Warming-Induced Labile Carbon Change Soil Organic Carbon Mineralization and Microbial Abundance in a Northern Peatland

Climate warming affects the carbon cycle of northern peatlands through temperature rises and a changing carbon availability. To clarify the effects of elevated temperature and labile carbon addition on SOC mineralization, as well as their microbial driving mechanisms, topsoil (0–10 cm) and subsoil (10–20 cm) were collected from a peatland in the Great Hing’an Mountains and incubated with or without (13)C-glucose at 10 °C and 15 °C for 42 days. The results showed that 5 °C warming significantly stimulated SOC mineralization along with NH(4)(+)-N and NO(3)(−)-N content increases, as well as a decrease in invertase and urease activities. Glucose addition triggered a positive priming effect (PE) in the early stage of the incubation but changed to a negative PE in the late stage of the incubation.
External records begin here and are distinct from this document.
PR #215, opened 2018-01-29
Fix int/uint interoperation to conform to de-facto expectations of other clients

### LINKED ISSUE #134: question: on uint vs. int decoding.

shabbyrobe:
Been running this in production for a while now. This fixes #134 to meet the behaviour of other clients, which encode non-negative integers as unsigned regardless of whether the originating type is signed.

It raises an error on underflow or overflow and is tested pretty thoroughly (though I'm always happy to add more).

---
This change is [Reviewable](https://reviewable.io/reviews/tinylib/msgp/215)


dchenk:
I like this, but I don't see why ReadUint64 needs to be extended to signed integers. It's unlikely that feature will ever come in useful to anyone.

shabbyrobe:
If it doesn't hurt, and it works, why not? The spec is totally unclear about this one way or the other. What's to stop some client from implementing it the other way, and who would we be to say they were wrong?

msgp/read_bytes_test.go
```diff
@@ -222,53 +225,211 @@ func BenchmarkReadBoolBytes(b *testing.B) {
...
+		return false
+	}
+
+	vs := []struct {
+		v        interface{}
+		rdBits   int
+		failBits int
+		errCheck func(err error, failBits int) bool
+	}{
+		{math.MaxInt64, i32, 32, overflowErr},
```
philhofer: these need explicit casts in order to make the 386 build pass

shabbyrobe:
Oops, yep, sorry about that. I've fixed it up and it's passing on my machine with `GOARCH=386`, hopefully Travis doesn't spit chips!

PR #216, opened 2018-02-12
add missing magic number when map is sized from mm16 -> mm32

rakitzis:
Found this while using resizeMap for my own purposes; it doesn't fix a bug in msgp as `delta` is only set to -1 in the code I see. However since `resizeMap` plainly tries to do the right thing when sizing upwards it seems worth supplying a fix.

---
This change is [Reviewable](https://reviewable.io/reviews/tinylib/msgp/216)

### DIFF
--- a/msgp/edit.go
+++ b/msgp/edit.go
@@ -198,6 +198,7 @@ func resizeMap(raw []byte, delta int64) []byte {
 		if cap(raw)-len(raw) >= 2 {
 			raw = raw[0 : len(raw)+2]
 			copy(raw[5:], raw[3:])
+			raw[0] = mmap32
 			big.PutUint32(raw[1:], uint32(sz+delta))
 			return raw
 		}


rakitzis:
NB: would be awesome if `resizeMap` were exported.

philhofer:
Nice.

I think the API would have to be re-thought for this to be exported. As it stands right now, it's a bit of a foot-gun. I've generally tried to steer clear from APIs that let you accidentally produce objects that can't be parsed.

Maybe an API for interleaving two maps (assuming that's what you're doing)? It'd be easy enough to make that streaming as well.

rakitzis:
Yeah, I am using this to append one map to another; the last entry "wins" and I do not bother filtering duplicates. The API matters -- I also care to append key/value pairs (just a `[]string` of pairs) which may not necessarily be a msgp-serialized map. That is a relatively minor concern, but having the sharp tool exposed lets me do exactly what I want to do.

PR #120, opened 2022-07-26
Maybe deal with PWD is not a directory in the remote namespace

brho:
PWD on the cpu client side might not exist in the namespace created by
cpud -remote.  For instance, if you run cpu from /tmp/foo, and that is
not exported in the 9p namespace= parameter, the command will fail with
something like:

	CPUD(as remote):chdir /tmp/foo: no such file or directory

Signed-off-by: Barret Rhoden <brho@google.com>

### DIFF
--- a/session/session.go
+++ b/session/session.go
@@ -200,6 +200,11 @@ func (s *Session) Run() error {
 	v("CPUD:runRemote: command is %q", s.args)
 	c := exec.Command(s.cmd, s.args...)
 	c.Stdin, c.Stdout, c.Stderr, c.Dir = s.Stdin, s.Stdout, s.Stderr, os.Getenv("PWD")
+	dirInfo, err := os.Stat(c.Dir)
+	if err != nil || !dirInfo.IsDir() {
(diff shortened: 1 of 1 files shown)


rminnich (approved):
nice checking the IsDir thing :-)

rminnich:
let's think about this a bit more?

brho:
yeah, i think maybe not for this one.  too many subtleties.  i'll change it to be a more verbose error.

brho:
changed it to print a more verbose notice.  though not sure if this is excessive or not.

still wonder if we should put PWD into the *default* namespace argument.

rminnich:
thinking about it ... I think this cure may be worse than the disease. maybe the real fix is just a more useful error message: have the session stat ($PWD) and point out that it's not in the namespace?

brho:
yeah, the loud error doesn't break anything, and should at least help diagnose the issue.  i updated the patch to just print and error out.

rminnich (approved):

rminnich (approved):

PR #121, opened 2022-07-28
Revert "Use /proc/self/exe on Linux for cpud"

rminnich:
Using the /proc/self/exe symlink is a nice idea, but on u-root systems
it resolves to /bbin/bb, which is absolutely not what we want.

This reverts commit c0075b1ce7e8db5669f70b08731e986a397b7c12.


brho:
+2

PR #124, opened 2022-08-01
cmds/cpu: remove termios calls

rminnich:
Now that the u-root termios pkg is fixed as of b0da363052a2724a46a72ec11d323e6f646529a9,
we no longer need the calls in cpu.go to get and reset the terminal.

### DIFF
--- a/client/client.go
+++ b/client/client.go
@@ -58,7 +58,7 @@ type Cmd struct {
 	Stderr         io.Reader
 	Row            int
 	Col            int
-	interactive    bool // Set if there are no arguments.
+	hasTTY         bool // Set if we have a TTY
 	// NameSpace is a string as defined in the cpu documentation.
 	NameSpace string
 	// FSTab is an fstab(5)-format string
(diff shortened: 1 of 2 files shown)


brho (approved):

client/client.go
```diff
@@ -100,7 +100,10 @@ func Command(host string, args ...string) *Cmd {
 
 	col, row := 80, 40
 	if w, err := termios.GetWinSize(0); err != nil {
-		V("Can not get winsize: %v; assuming %dx%d", err, col, row)
+		// This means it is not a tty, and hence for all intents and
+		// purposes, not interactive.
+		interactive = false
+		log.Printf("Can not get winsize: %v; assuming %dx%d and non-interactive", err, col, row)
 	} else {
 		col, row = int(w.Col), int(w.Row)
```
Lencerf, line 105: I think we need `interactive = true` here.

Lencerf (approved):

PR #125, opened 2022-08-02
Add the dut command from linuxboot

rminnich:
It is much easier to bring dut into cpu than have 2 repos.
Further, dut is not a combined cpu and cpud; it is useful
to have this illustrative use of the cpu package.


cmds/dut/doc.go
```diff
@@ -0,0 +1,66 @@
...
+// they follow that argument.
+// E.g., when uinit is run on the host and we want it to enable cpu daemons
+// on the DUT, we run it as follows:
+// dut cpu -key ...
+// the -key switch is only valid following the cpu mode argument.
+//
+// modes
+// dut currently supports 3 modes.
+//
+// The first, default, mode, is "device". In device mode, dut makes an http connection
```
brho, line 25: is this "In device mode, DUT makes"  vs dut makes?  or dut on DUT makes?

also, should the DUT start the RPC server before calling back to the host?  if you do it as written, there's a window of time where the host dut could call back to the DUT, but the service isn't ready yet.  if you time it poorly, you'll get stuck in tcp limbo or something.

cmds/dut/doc.go
```diff
@@ -0,0 +1,66 @@
...
+// to a dut running on a host, then starts an  HTTP RPC server.
+//
+// The second mode is "tester". In this mode, dut calls the Welcome service, followed
+// by the Reboot service. Tester can be useful, run by a shell script in a for loop, for
+// ensure reboot is reliable.
+//
+// The third mode is "cpu". dut will direct the DUT to start a cpu service, and block until
+// it exits. Flags for this service:
+// pubkey: name of the public key file
```
brho, line 34: is there a nice Go way to use the same parameters as the cpud command?  e.g. right now cpud has pubkey == -pk.  and of course -net for vsock.

not sure if we can have a package struct that is the expected configuration, etc, so that we don't have two copies of all the args and parsing that cpud expects.  as an added bonus, we wouldn't have different names for the same arg either.

cmds/dut/doc.go
```diff
@@ -0,0 +1,66 @@
...
+// dut currently supports 3 modes.
+//
+// The first, default, mode, is "device". In device mode, dut makes an http connection
+// to a dut running on a host, then starts an  HTTP RPC server.
+//
+// The second mode is "tester". In this mode, dut calls the Welcome service, followed
+// by the Reboot service. Tester can be useful, run by a shell script in a for loop, for
+// ensure reboot is reliable.
+//
+// The third mode is "cpu". dut will direct the DUT to start a cpu service, and block until
```
brho, line 32: regarding "block until" - i might want the host dut command to return once the cpud service is running.  i.e. "the CPU RPC is complete when i know the server is running", and not "when the server has exited".  

this will help me with vmapp, where i can block until i know cpud is fully listening.

dut/doc.go
```diff
@@ -0,0 +1,66 @@
+// dut manages Devices Under Test (a.k.a. DUT) from a host.
```
brho: this looks like a copy of the cmds/dut/doc.go.  from glancing at the Changed Files, it looks like dut/ and cmds/dut/ are the same.  not sure which one you want to keep.

brho (commented):
i haven't looked at the actual code yet - comments just on the Doc and method of operation stuff.

cmds/dut/doc.go
rminnich: can we have common flags in the client/ package? probably.

PR #129, opened 2022-08-29
client/client.go: Fix the vsock listen bug AGAIN

rminnich:
Need to predeclare two variables.

Signed-off-by: Ronald G. Minnich <rminnich@google.com>

### DIFF
--- a/client/client.go
+++ b/client/client.go
@@ -253,6 +253,20 @@ func WithPort(port string) Set {
 
 }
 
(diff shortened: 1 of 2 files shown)


brho (approved):
doh!

would it help to pull that switch statement out of Dial() and put it in a helper function, and avoid using the err declared at the top of Dial()?  similar to your previous fix where you made a function that returned a listener or something. 

if not, i'm fine with it as is.

PR #130, opened 2022-09-02
docker cleanup and add multiarch

ericvh:
This moves the build into the Dockerfile and cleans up stuff that
isn't necessary in the new setup.
This also allows for clean multi-arch builds and how to do it is
added to the README.md


ericvh:
I'm not skilled in CircleCI, but it seems like it should be possible to have CircleCI autobuild an official multi-arch Docker container.  I have instructions for doing this on gitlab, not sure if they'll work in default CircleCI environment though.

rminnich (approved):

PR #131, opened 2022-09-06
Add dnssd support to cpu

ericvh:
First draft of mdns support to cpu and cpud

This is still a WIP, but is functional - it just selects the first mdns response which I want to expand to allow for selection criteria and prioritization criteria to allow the user to say they want to CPU into the lowest-load arm based cpu-server.

I probably need some help figuring out the right incantations to incorporate dependencies into the .circleci build - my build is based on my Dockerfile and .gitlab-ci.yml


cmds/cpud/serve.go
```diff
@@ -91,14 +95,20 @@ func listen(network, port string) (net.Listener, error) {
 			return nil, err
 		}
 		ln, err = vsock.ListenContextID(any, uint32(p), nil)
-
+		if err != nil {
```
rminnich: This return is not needed. 

There seem to be several different things going on in this PR, can you split out into multiple PRs. It makes bisect way easier.

cmds/cpud/serve.go
```diff
@@ -115,6 +125,31 @@ func serve() error {
 	if err != nil {
 		return err
 	}
+	// TODO: This is overly restrictive
```
rminnich: This should be done in the server package.

cmds/cpu/cpu.go
```diff
@@ -170,12 +175,32 @@ func newCPU(host string, args ...string) error {
 
 func main() {
 	flags()
+	host := ""
 	args := flag.Args()
-	if len(args) == 0 {
-		usage()
+	a := ""
+
+	if *mdnsEnabled {
```
rminnich: This probably needs to be in the client package.

rminnich (commented):
There's def one thing you don't need here. Let's start with that.

The way this is done will make it hard to write tests, so let's figure that out too. We don't have enough coverage as it is, so we don't want to make  it worse.

cmds/cpud/serve.go
```diff
@@ -91,14 +95,20 @@ func listen(network, port string) (net.Listener, error) {
...
+		}
 	case "unix", "unixgram", "unixpacket":
 		// net.JoinHostPort really ought to work for UDS, but it's very naive.
 		// It does not take the network type as a parameter.
 		ln, err = net.Listen(network, port)
 
 	default:
 		ln, err = net.Listen(network, net.JoinHostPort("", port))
+		if err != nil {
+			return nil, err
```
rminnich: This test is not needed.

cmds/cpud/serve.go
```diff
@@ -91,14 +95,20 @@ func listen(network, port string) (net.Listener, error) {
...
+		}
+
 	}
 	return ln, err
```
rminnich: Evreryone returns here.

cmds/cpud/serve.go
ericvh: removed

cmds/cpud/serve.go
```diff
@@ -115,6 +118,31 @@ func serve() error {
 	if err != nil {
 		return err
 	}
+	// TODO: Move to server package
+	if *mdnsEnabled {
+		v("starting mdns server")
+		// Setup our service export
+		host, _ := os.Hostname()
+		var p uint64
+		p, err = strconv.ParseUint(*port, 10, 32)
```
rminnich: Are ports 32 bits? Do we need to require base 10? People might want to say port 0xcafe maybe?

cmds/cpud/serve.go
rminnich: Could we indicate mdns in the network address somehow and let client code figure it out? 
What if as part of hostname parsing we could just magically now on the client side what to do? What if on server side we could, similarly, know that cpud needs to be an mdns server? There seem to be some kind of standards out there for it. I really want to get this in, it would be super handy, just trying to work out how. 

Can we just mount an mdns server on /net/cs -- oh wait ...

ericvh: Yeah, I did think that we could do magic hostname specification -- of course that always comes with its own caveats.  Server side autodetecting if it has to act as server seems a bit more dodgey - in general things seem to work on metal, but docker won't let multiple people control the port.  There seem to be multiple things out there to make docker play nice with mdns, but haven't had time to really try any of them in anger.  In any case, probably will need to make that different variations of options (host your own server, play nice with dbus, use our own mdns port, do something else)

Sorry - was a busy week this last week, so I didn't get around to doing much here - was planning on spending some time this week implementing the code reorg into the modules like you suggested and fleshing out the meta-data based masking and prioritization.

rminnich: very cool, I was surprised to see this closed but if you're going to keep at it, we REALLY need it. It's going to make life a lot better for our use cases.

ericvh:
@rminnich - pushed movement of mdns into client module -- this relies on you being able to set network to mdns and using hostname to specify selection/prioritization criteria.  This pass muster or do you want me to try and parse URI to specify mdns -- and then what kind of syntax:
mdns://arch=arm64,mem>16G:cpucount>16 
or
mdns://_ncpu._tcp(arch=arm64,mem>16G:cpucount>16)
or
mdns!_ncpu._tcp!_arch=arm64,mem>16G:cpucount>16
(or something else)

Of course, this may be the next level of abstraction - maybe just mdns to start with as hostname?

cmds/cpud/serve.go
ericvh: Agreed.  will stop specifying the port conversion.

cmds/cpu/cpu.go
ericvh: @rminnich - pushed movement of mdns into client module -- this relies on you being able to set network to mdns and using hostname to specify selection/prioritization criteria. This pass muster or do you want me to try and parse URI to specify mdns -- and then what kind of syntax:
mdns://arch=arm64,mem>16G:cpucount>16
or
mdns://_ncpu._tcp(arch=arm64,mem>16G:cpucount>16)
or
mdns!_ncpu._tcp!_arch=arm64,mem>16G:cpucount>16
(or something else)

Of course, this may be the next level of abstraction - maybe just mdns to start with as hostname?

cmds/cpud/serve.go
ericvh: server portion migrated to server module, but it wasn't as clean as I would like.  Suggestions welcome.

server/server.go
```diff
@@ -105,6 +108,28 @@ func handler(s ssh.Session) {
 	verbose("handler exits")
 }
 
+func Advertise(hostname, port, txt string) (*mdns.Server, error) {
+	v("starting mdns server")
+	// Setup our service export
+	host, _ := os.Hostname()
```
abrender: Is it safe to ignore the error here? I think you might want to handle it?

server/server.go
```diff
@@ -105,6 +108,28 @@ func handler(s ssh.Session) {
...
+		return nil, err
+	}
+	service, err := mdns.NewMDNSService(host, "_ncpu._tcp", "", "", int(p), nil, strings.Split(txt, ","))
+	if err == nil {
+		// Create the mDNS server, defer shutdown
+		// we have to lookup the right interface, this will have to be passed in from command line
+		server, err := mdns.NewServer(&mdns.Config{Zone: service})
+		return server, err
+	} else {
+		log.Printf(`mdns new service failure: %v`, err)
```
abrender: Do you want to return an error here instead of logging and returning err = nil?

I'm trying to understand how the code is structured - is the goal here to still return a nil error if mdns.NewMDNSService() fails?    If not then maybe you can simplify and restructure the code as:
```
service, err := ....
if err != nil {
  // Handle the error
}
return mdns.NewServer(&mdns.Config{Zone: service})
```
?

server/server.go
abrender: (Specifically referring to the error returned by `os.Hostname()`)

server/server.go
ericvh: the original goal was to try and keep mdns as optional as possible so if mdns resolution fails, just fall through and hope the user specified the hostname.  I figured the end result would be a host not found if otherwise -- but I'm happy to take action to make this more explicit or specific (no available resource found versus host not found)

server/server.go
ericvh: It's a fair comment.  In some ways I was trying to follow lighter weight error handling focus elsewhere in the code -- but this sort of error likely to cause issues so maybe better explicitly report and then bail out.

server/server.go
abrender: Thanks for letting me know the goal, that is helpful.   In this case I would think that it's still better to explicitly return the error here from `Advertise` in server.go (because we are failing to advertise...), but ignore the error in the *caller* of the function, which appears to be cpud/serve.go in the `if *mdnsEnabled{` section of code - and it appears you're already doing that.

So properly returning the errors here won't change the existing optionality that is already accomplished by the caller in cpud/serve.go ignore the returned error.

Please let me know if I've misunderstood? Thanks!

cmds/cpud/serve.go
```diff
@@ -115,6 +114,12 @@ func serve() error {
 	if err != nil {
 		return err
 	}
+
+	if *mdnsEnabled {
+		host, _ := os.Hostname()
+		mdns_server, _ := server.Advertise(host, *port, *mdnsTxt)
```
abrender: I understand that the intent here is to make this optional so the error is ignored. But future readers of the code might not understand this, so can you please add a comment about why the error is ignored? Thanks!

cmds/cpud/serve.go
```diff
@@ -115,6 +114,12 @@ func serve() error {
...
+		defer mdns_server.Shutdown()
```
abrender: calling `mdns_server.Shutdown()` probably won't work if `server.Advertise` returned an error, right? So maybe you can structure the code as

```
// Comment here explaining why we will ignore the `err != nil` case.
if mdns_server, err := server.Advertise(...); err == nil {
  defer mdns_server.Shutdown()
}
```

ericvh: actually, reflecting on this a bit more, if the user specifies mdns advertisment on the command line and it goes sideways, I think we just treat it as failure.  As long as mdns advertisement isn't default, this should be fine.  I'll restructure code appropriately.

server/server.go
ericvh: I've added back in error handling and made failure less silent if you selected the mdns advertisement option.

client/client.go
```diff
@@ -267,6 +269,80 @@ func vsockDial(host, port string) (net.Conn, string, error) {
...
+
+// check that mdns response has all required attributes
+func mdns_required(src []string, req map[string][]string) bool {
+	txt := make(map[string]string)
+	for element := range src {
+		s := strings.SplitN(src[element], "=", 2)
+		txt[s[0]] = s[1]
+	}
+	for k, _ := range req {
+		if !contains(req[k], txt[k]) {
```
abrender: I think you can use https://pkg.go.dev/golang.org/x/exp/slices#Contains here.  It is my understanding that this is quite possibly going to be merged into the standard library in the future.

Note that both the above package and the current implementation are O(N) which is expensive... if you use a map then it's O(1).  I don't know the size of these slices to know if that's important enough though... so I think the performance implications of the slower implementation should be ignored in favor of the simplicity of using https://pkg.go.dev/golang.org/x/exp/slices#Contains

client/client.go
```diff
@@ -267,6 +269,80 @@ func vsockDial(host, port string) (net.Conn, string, error) {
...
+	var (
+		hostname string
+		port     string
+		network  string
+		err      error
+	)
+
+	// determine if we want to do mdns
+	u, err := url.Parse(uri)
+	if (err == nil) && (u.Scheme == "dnssd") {
```
abrender: you can save an entire layer of indent for the following ~30 lines of code if you structure the code as:
```
if err != nil {
  // return code
}
if u.Scheme != "dnssd") {
  return "", "", "", nil // Nothing to do here...
}
// rest of code.
```

client/client.go
```diff
@@ -267,6 +269,80 @@ func vsockDial(host, port string) (net.Conn, string, error) {
...
+		}
+		if u.Path != "" {
+			mdns_type = u.Path
+		}
+
+		mdns_txt := u.Query()
+
+		// Make a channel for results and start listening
+		entriesCh := make(chan *mdns.ServiceEntry, 64)
+		// Setup sensible defaults"
```
abrender: Is the quotation mark at the end of this comment a typo?

client/client.go
```diff
@@ -267,6 +269,80 @@ func vsockDial(host, port string) (net.Conn, string, error) {
...
+			mdns_domain = u.Host
+		}
+		if u.Path != "" {
+			mdns_type = u.Path
+		}
+
+		mdns_txt := u.Query()
+
+		// Make a channel for results and start listening
+		entriesCh := make(chan *mdns.ServiceEntry, 64)
```
abrender: Where does the number 64 come from?

client/client.go
```diff
@@ -267,6 +269,80 @@ func vsockDial(host, port string) (net.Conn, string, error) {
...
+		// Setup sensible defaults"
+		// Start the lookup
+		err = mdns.Lookup(mdns_type+"."+mdns_domain, entriesCh)
+		if err != nil {
```
abrender: I'm confused by this, should it be `if err == nil {` ? The following code ranges through the entriesCh channel, but if `err != nil` then I'd not expect this to work?

client/client.go
```diff
@@ -267,6 +269,80 @@ func vsockDial(host, port string) (net.Conn, string, error) {
...
+			for entry := range entriesCh {
+				V("Got new mdns entry: %v\n", entry)
+				if mdns_required(entry.InfoFields, mdns_txt) {
+					hostname = entry.Addr.String()
+					port = strconv.Itoa(entry.Port)
+					network = "tcp"
```
abrender: is `network` the right name for this variable? Should it be `protocol`?

cmds/cpud/serve.go
```diff
@@ -115,6 +116,15 @@ func serve() error {
 	if err != nil {
 		return err
 	}
+
+	if *mdnsEnabled {
+		mdns_server, err := server.Advertise(*port, *mdnsTxt)
+		if err != nil {
+			return fmt.Errorf("Could not advertise with mdns: %w", err)
+		} else {
```
abrender: I don't think this `else` is needed because the previous `if` statement `return`s
```
if err != nil {
  return fmt.Errorf(....)
}
defer mdns_server.Shutdown()
```

server/server.go
```diff
@@ -105,6 +108,27 @@ func handler(s ssh.Session) {
...
+	p, err := strconv.ParseUint(port, 0, 0)
+	if err != nil {
+		return nil, fmt.Errorf("Could not parse port: %s, %w", port, err)
+	}
+	service, err := mdns.NewMDNSService(host, "_ncpu._tcp", "", "", int(p), nil, strings.Split(txt, ","))
+	if err != nil {
+		return nil, fmt.Errorf("Could not instantiate mDNS server on port %d: %w", p, err)
+	}
+
+	server, err := mdns.NewServer(&mdns.Config{Zone: service})
```
abrender: You can do `return mdns.NewServer(...)` here instead of `server, err := ...; return server, err`

client/client.go
ericvh: Thanks for the pointer.  This shouldn't be in a performance critical piece of code, so it shouldn't be a huge issue.

client/client.go
ericvh: yeah, I waffled between the two, happy to side with not having the indent.

client/client.go
ericvh: well spotted

client/client.go
ericvh: its arbitrary, nearly as arbitrary as the 4 that was there before -- felt like a deeper channel would be less likely to miss options, happy to have suggestions on best practices here.

client/client.go
ericvh: well spotted.  I committed and pushed at the end of the day once things compiled so I could test at home (to be fair, the Pull request is still marked as WIP) -- thanks for early debugging this ;)

client/client.go
ericvh: I was following the paradigm of the client options which callas it network -- I do realize that its unlikely we'd actually get a unix or a vsock response back from mdns...but those are more network than protocol.  It starts to get fuzzy.

cmds/cpud/serve.go
ericvh: true, will simplify.

server/server.go
ericvh: will simplify.

client/client.go
rminnich: it's a go thing ... they use net and network when they kind of mean protocol. This is due to Plan 9 root IIUC.

ericvh:
There are some unfortunate problems due to the lack of functionality (one might even say bugs) in the hashicorp/mdns package. I'm currently investigating swapping it out and will also look at incorporating the experimental slice compare library.

client/client.go
ericvh: So, I took your advice and everything works except for CI because we are using an older golang image.  @rminnich - can we upgrade the image we use for circleCI or should I revert back to my custom contains function?

ericvh: I need at least go 1.18 but the current image tops out at 1.17

ericvh: Had to update the underlying image for CI, but was able to follow your suggestions.

ericvh:
Okay, I'm fairly happy with this as MVP -- let me know if you want me to do a rebase/squash to make it easier to review.

rminnich (approved):

PR #133, opened 2022-09-09
Add -tmpMnt to change namespace mount point

Lencerf:
Some applications may need to access the original contents in `/tmp` directory of the local host. Adding `-tmpMnt` to allow changing the private namespace mount point to avoid conflict.

### DIFF
--- a/session/session.go
+++ b/session/session.go
@@ -13,6 +13,7 @@ import (
 	"log"
 	"os"
 	"os/exec"
+	"path/filepath"
 
 	"github.com/hashicorp/go-multierror"
 	"github.com/u-root/cpu/mount"
@@ -43,6 +44,7 @@ type Session struct {
 	port9p string
 	cmd    string
 	args   []string
+	tmpMnt string
 }
 
 var (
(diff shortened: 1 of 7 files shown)


session/session.go
```diff
@@ -102,13 +103,13 @@ func (s *Session) TmpMounts() error {
 	// It's true we are making this directory while still root.
 	// This ought to be safe as it is a private namespace mount.
 	// (or we are started with a clean namespace in Plan 9).
-	for _, n := range []string{"/tmp/cpu", "/tmp/local", "/tmp/merge", "/tmp/root", "/home"} {
+	for _, n := range []string{s.tmpMnt + "/cpu", s.tmpMnt + "/local", s.tmpMnt + "/merge", s.tmpMnt + "/root", "/home"} {
```
rminnich: This needs to use filepath.Join, not +

session/session_linux.go
```diff
@@ -96,8 +96,8 @@ func (s *Session) Namespace() (error, error) {
 	if len(s.mopts) > 0 {
 		opts += "," + s.mopts
 	}
-	v("CPUD: mount 127.0.0.1 on /tmp/cpu 9p %#x %s", flags, opts)
-	if err := unix.Mount("localhost", "/tmp/cpu", "9p", flags, opts); err != nil {
+	v("CPUD: mount 127.0.0.1 on %s/cpu 9p %#x %s", s.tmpMnt, flags, opts)
```
rminnich: use filepath.Join(s.tmpMnt, "cpu")

session/session_linux.go
```diff
@@ -96,8 +96,8 @@ func (s *Session) Namespace() (error, error) {
...
+	if err := unix.Mount("localhost", s.tmpMnt+"/cpu", "9p", flags, opts); err != nil {
```
rminnich: pretty much everywhere you've to any kind of assembling of file names, use filepath.Join

There's a very small chance cpud could run on non-linux systems some day.

session/session.go
Lencerf: Done.

session/session_linux.go
Lencerf: Done

session/session_linux.go
Lencerf: Done.

Lencerf:
@rminnich In cmds/cpud/serve.go, since `initsetup()` is called in the `runAsInit` mode, not in the `-remote` mode, do we need the following tmpfs mount?
https://github.com/u-root/cpu/blob/b8d979804e637869b041e1599ab7b03ffdd31557/cmds/cpud/serve.go#L48-L51
 
If it is running as init, we might need that mount if root is on, e.g., readonly media.

rminnich (approved):

rminnich (approved):

PR #134, opened 2022-09-14
Remove use of p9.unimplfs

rminnich:
It has proven to be very confusing to use unimplfs, since it shortstops T requests silently. This was, when cpu is run with -d, users will see the messages.

### DIFF
--- a/client/cpu9p.go
+++ b/client/cpu9p.go
@@ -18,6 +18,7 @@ import (
 	"io/ioutil"
 	"log"
 	"os"
+	"path"
 	"path/filepath"
 	"strings"
 	"syscall"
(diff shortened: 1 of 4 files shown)


client/cpu9p.go
```diff
@@ -282,9 +283,19 @@ func (*cpu9p) Rename(directory p9.File, name string) error {
 }
 
 // RenameAt implements p9.File.RenameAt.
-func (*cpu9p) RenameAt(oldname string, newdir p9.File, newname string) error {
-	verbose("RenameAt: not implemented")
-	return syscall.ENOSYS
+// There is no guarantee that there is not a zipslip issue.
+func (l *cpu9p) RenameAt(oldName string, newDir p9.File, newName string) error {
+	oldPath := path.Join(l.path, oldName)
```
brho, line 288: somewhat interesting that 9p does renameAt on the directory, taking the file name.  versus operating on the target itself.  when i did this in the kernel i did something like
  struct chan *renamee = namec(from_path, Aremove, 0, 0, NULL);
where renamee was the actual file to move, not the parent. 

though there isn't always a 1:1 relationship between struct dev function pointers and 9p calls.

brho (approved):

client/cpu9p.go
rminnich: it's all about the fid. You walk to the old and new dir, then pass them then old and new name. There's a weird consistency to it.

PR #139, opened 2022-09-24
dnssd: add comparison operators to requirements

ericvh:
This allows you to do more than just equivilience checks for metadata requirements.

e.g. dnssd:?mem=>1024   or dnssd?cores=>4 or dnssd?cores=!1

Values still need to be key/value style (still need an equal.


ericvh:
Picked up in a different pull request which was dependent on this one.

Glucose likely regulates carbon dynamics by altering fungi: bacteria, soil invertase, and β-glucodase activities, and MBC, DOC, NH(4)(+)-N contents. Glucose addition increased fungal abundance in 0–10 cm at 10 °C and 15 °C, and 10–20 cm at 10 °C, respectively, but significantly decreased fungal abundance in 10–20 cm at 15 °C. Glucose addition decreased bacterial abundance in 0–10 cm at 10 °C but increased bacterial abundance in 10–20 cm soil at 10 °C, and in 0–10 and 10–20 cm soils at 15 °C, respectively. Glucose addition significantly decreased the fungi: bacteria ratio in 0–20 cm soils at 15 °C. In addition, Q(10) was significantly positively correlated with the changes in soil DOC, NH(4)(+)-N contents, invertase, and β-glucosidase activities, while negatively correlated with fungi: bacteria and urease activities after 5 °C of warming, and glucose addition significantly increased the Q(10). Labile carbon may decrease carbon losses in northern peatlands that inhibit warming-induced carbon emission increase, thus partially buffering soil carbon content against change.